Pathological pain is the single most common cause of disability, affecting more than 20% of the population world-wide. It is a leading cause of all doctor and hospital visits, yet current treatments for chronic pain often fail to provide adequate relief.
When we experience painful or non-painful sensations, sensory information is transmitted by specialized nerves from the skin to the spinal cord. The misprocessing of sensory information by pain processing networks in the spinal cord can lead to chronic, pathological pain.
The Sensory Plasticity Laboratory is led by Dr. Robert Bonin and explores pathological changes in sensory processing.
Our research seeks to understand how spinal cord function contributes to pathological pain.
Addressing root causes of pathological pain
Most effective treatments for pain, such as opioids like OxyContin, simply numb the pain but don’t treat its underlying mechanisms.
We explore how the ability of connections between cells in the spinal cord to change strength (called “plasticity”) contributes to pathological pain. Increases in the strength of cellular connections can lead to the amplification of pain.

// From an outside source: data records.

PR #4348, opened 2024-10-28
feat(e2e): Support latency emulation on 'fast' Docker image

hvanz:
On #4408 we removed the dependency on Python to run the latency emulation script, by replacing it for a shell script with just `tc` (traffic control) commands. Now we are able to run the script in the slim Docker image generated with `make fast`.

Note that the base image of `Dockerfile.fast` was changed from `distroless/static-debian11` to `alpine`, because it is easier to install `tc` and run scripts from `alpine`. The difference in the image size is not really significant: 48.5MB in distroless vs 56.7MB in alpine.

---

#### PR checklist

- [ ] Tests written/updated


andynog:
Happy to review this @hvanz when it's ready for review

cason:
This PR does much more than its title makes us to expect, ehe.

We should discuss at some point whether it makes sense to keep the `fast` version of the Docker.

hvanz:
I split the original PR in two. The refactoring of removing the Python script is in #4408. This PR builds on top of that one.

melekes (approved):
👍

cason (approved):
Legit.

Our research exploits fundamental properties of plasticity to reverse pathological changes in the strength of cellular connections, and address this root mechanism of pathological pain.
Activity-Dependent Reversal of Hyperalgesia
Chronic pain and memory share many mechanistic similarities. In some ways, pathological pain (hyperalgesia) can resemble a memory trace of pain that is stored in the spinal cord. Just like the memory of an event in the past, these memory traces of pain can be modified or even erased.
We study plasticity of the cellular connections in the spinal cord at cellular and behavioural levels to identify mechanisms by which plastic changes in connectivity are modified by ongoing information processing. We use these insights to develop new approaches for reversing pathological plasticity underlying hyperalgesia.
New Models to Improve Drug Development
The cost of developing a new drug has been increasing exponentially over the past several decades. The high cost of an approved drug arises, in part, from the increasing rate at which drugs fail in the development and testing pipeline.
In the case of pain medication there is a large gap between a drug's success in preclincal testing and its success in human clinical trials. We aim to close this gap by developing new animal models and testing methods that more closely capture changes in behaviour associated with chronic pain.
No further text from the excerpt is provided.